Task to complete
Up to and including the line with "-- Enter a **name**, optionally", please set down the entries below exactly, starting from the first line.

*** Opening Dataset records ***

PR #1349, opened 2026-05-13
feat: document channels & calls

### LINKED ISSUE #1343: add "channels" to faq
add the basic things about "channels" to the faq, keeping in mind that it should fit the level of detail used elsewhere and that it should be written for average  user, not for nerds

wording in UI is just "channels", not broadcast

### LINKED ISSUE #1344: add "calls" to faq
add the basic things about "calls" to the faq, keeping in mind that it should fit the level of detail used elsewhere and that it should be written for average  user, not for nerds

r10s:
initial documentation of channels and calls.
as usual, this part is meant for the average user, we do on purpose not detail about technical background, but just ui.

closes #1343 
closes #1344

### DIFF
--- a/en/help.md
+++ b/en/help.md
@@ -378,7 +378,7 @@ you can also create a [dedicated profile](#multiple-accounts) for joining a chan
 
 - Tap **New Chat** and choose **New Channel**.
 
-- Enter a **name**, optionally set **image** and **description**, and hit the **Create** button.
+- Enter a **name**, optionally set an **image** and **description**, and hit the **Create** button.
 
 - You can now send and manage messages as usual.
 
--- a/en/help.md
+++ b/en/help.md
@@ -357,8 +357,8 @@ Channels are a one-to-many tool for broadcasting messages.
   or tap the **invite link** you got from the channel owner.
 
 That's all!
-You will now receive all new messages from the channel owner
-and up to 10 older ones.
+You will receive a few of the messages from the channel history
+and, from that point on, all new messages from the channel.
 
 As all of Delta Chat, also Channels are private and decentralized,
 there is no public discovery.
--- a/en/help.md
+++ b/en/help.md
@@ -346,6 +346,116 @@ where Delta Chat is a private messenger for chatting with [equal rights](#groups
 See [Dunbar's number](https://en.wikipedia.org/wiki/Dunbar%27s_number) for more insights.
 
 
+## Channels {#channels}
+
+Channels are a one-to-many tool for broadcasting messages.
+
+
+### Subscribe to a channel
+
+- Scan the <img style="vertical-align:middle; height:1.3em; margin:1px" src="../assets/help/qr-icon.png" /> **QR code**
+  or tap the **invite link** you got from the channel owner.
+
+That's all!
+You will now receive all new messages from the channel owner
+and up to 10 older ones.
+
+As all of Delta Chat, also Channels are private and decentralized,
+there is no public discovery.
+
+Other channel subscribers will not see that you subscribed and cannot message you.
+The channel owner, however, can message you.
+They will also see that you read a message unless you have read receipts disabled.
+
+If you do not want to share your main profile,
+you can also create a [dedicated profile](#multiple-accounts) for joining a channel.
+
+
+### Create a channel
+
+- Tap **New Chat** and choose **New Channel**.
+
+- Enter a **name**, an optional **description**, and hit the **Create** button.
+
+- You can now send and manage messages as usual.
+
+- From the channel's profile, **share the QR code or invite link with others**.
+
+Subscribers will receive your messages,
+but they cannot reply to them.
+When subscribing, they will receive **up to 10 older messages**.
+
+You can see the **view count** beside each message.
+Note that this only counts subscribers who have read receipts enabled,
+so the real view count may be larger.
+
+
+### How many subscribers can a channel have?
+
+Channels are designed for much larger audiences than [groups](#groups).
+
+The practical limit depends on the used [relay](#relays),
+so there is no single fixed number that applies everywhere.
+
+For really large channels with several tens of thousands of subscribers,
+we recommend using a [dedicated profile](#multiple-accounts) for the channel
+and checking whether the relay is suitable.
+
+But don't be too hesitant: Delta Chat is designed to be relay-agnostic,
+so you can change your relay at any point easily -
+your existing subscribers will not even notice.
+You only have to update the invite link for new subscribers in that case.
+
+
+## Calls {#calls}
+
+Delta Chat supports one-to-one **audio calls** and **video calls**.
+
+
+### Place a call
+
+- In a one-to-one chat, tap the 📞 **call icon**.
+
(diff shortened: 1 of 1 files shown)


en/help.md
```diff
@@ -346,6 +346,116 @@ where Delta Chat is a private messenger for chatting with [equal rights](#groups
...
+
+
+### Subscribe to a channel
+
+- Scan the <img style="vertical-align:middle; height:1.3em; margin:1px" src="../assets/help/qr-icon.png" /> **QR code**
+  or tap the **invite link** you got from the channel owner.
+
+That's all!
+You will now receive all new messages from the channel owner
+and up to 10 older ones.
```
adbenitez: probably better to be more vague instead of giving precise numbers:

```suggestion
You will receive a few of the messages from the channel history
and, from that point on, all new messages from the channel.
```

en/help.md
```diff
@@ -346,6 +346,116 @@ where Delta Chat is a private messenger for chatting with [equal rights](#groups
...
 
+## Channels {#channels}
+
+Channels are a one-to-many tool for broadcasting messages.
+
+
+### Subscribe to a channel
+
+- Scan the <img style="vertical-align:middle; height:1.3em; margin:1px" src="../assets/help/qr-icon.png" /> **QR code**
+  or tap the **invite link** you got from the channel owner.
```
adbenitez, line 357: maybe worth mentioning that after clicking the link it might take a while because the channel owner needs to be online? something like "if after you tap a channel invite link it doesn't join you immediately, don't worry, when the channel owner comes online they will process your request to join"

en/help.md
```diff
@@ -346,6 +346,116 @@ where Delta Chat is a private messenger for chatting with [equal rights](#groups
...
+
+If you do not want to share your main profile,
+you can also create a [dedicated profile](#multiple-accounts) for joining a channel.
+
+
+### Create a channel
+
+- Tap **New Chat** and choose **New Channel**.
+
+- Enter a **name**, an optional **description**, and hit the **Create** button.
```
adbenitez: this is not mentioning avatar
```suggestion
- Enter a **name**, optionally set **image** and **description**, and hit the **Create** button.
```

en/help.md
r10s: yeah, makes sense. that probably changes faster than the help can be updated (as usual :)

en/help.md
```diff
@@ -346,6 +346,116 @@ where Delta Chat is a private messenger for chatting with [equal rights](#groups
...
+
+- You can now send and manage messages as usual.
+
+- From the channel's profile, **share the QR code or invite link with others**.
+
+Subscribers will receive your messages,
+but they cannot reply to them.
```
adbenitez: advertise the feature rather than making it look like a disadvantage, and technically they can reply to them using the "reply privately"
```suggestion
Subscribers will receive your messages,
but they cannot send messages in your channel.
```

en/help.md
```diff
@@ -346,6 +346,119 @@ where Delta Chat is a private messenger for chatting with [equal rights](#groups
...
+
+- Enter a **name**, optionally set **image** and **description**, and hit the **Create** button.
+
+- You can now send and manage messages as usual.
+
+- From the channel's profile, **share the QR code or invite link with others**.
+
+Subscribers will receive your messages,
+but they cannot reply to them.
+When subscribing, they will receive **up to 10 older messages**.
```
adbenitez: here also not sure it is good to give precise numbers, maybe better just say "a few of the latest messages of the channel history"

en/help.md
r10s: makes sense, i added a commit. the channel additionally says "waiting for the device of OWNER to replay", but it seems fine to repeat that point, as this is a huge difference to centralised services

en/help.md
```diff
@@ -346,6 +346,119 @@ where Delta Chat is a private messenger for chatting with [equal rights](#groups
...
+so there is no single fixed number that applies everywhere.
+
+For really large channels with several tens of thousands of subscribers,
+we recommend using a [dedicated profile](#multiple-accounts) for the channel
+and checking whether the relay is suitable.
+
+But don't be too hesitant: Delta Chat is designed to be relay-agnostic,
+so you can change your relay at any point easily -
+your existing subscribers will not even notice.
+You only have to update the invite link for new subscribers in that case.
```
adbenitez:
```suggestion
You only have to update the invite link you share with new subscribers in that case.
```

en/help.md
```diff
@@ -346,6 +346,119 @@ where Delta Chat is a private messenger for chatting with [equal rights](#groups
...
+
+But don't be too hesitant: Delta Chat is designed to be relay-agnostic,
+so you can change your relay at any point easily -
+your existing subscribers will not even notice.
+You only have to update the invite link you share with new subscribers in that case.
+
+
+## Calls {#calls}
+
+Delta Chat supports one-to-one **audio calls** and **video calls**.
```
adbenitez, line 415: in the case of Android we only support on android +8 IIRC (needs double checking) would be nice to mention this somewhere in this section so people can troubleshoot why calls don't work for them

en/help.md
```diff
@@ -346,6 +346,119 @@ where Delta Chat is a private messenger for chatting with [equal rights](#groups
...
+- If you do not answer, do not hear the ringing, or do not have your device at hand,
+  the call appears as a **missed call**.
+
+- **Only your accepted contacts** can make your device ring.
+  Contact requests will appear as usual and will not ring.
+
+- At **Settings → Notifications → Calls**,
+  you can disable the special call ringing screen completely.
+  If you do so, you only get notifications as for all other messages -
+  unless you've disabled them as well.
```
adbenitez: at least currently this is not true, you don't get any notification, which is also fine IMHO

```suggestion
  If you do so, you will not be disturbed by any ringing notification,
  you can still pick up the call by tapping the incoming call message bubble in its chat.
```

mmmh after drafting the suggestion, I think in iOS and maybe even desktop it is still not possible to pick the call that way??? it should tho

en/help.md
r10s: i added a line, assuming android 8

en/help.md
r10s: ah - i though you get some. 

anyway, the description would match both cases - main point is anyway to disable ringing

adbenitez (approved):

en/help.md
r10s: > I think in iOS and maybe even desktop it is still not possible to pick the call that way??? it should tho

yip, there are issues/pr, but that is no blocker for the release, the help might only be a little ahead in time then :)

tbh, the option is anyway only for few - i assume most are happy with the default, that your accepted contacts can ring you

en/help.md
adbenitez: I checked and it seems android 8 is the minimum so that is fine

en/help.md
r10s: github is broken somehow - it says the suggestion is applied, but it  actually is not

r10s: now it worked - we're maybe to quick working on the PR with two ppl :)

*** Closing Dataset records ***

Completed task
PR #1349, opened 2026-05-13
feat: document channels & calls

### LINKED ISSUE #1343: add "channels" to faq
add the basic things about "channels" to the faq, keeping in mind that it should fit the level of detail used elsewhere and that it should be written for average  user, not for nerds

wording in UI is just "channels", not broadcast

### LINKED ISSUE #1344: add "calls" to faq
add the basic things about "calls" to the faq, keeping in mind that it should fit the level of detail used elsewhere and that it should be written for average  user, not for nerds

r10s:
initial documentation of channels and calls.
as usual, this part is meant for the average user, we do on purpose not detail about technical background, but just ui.

closes #1343 
closes #1344

### DIFF
--- a/en/help.md
+++ b/en/help.md
@@ -378,7 +378,7 @@ you can also create a [dedicated profile](#multiple-accounts) for joining a chan
 
 - Tap **New Chat** and choose **New Channel**.
 
-- Enter a **name**, optionally set **image** and **description**, and hit the **Create** button.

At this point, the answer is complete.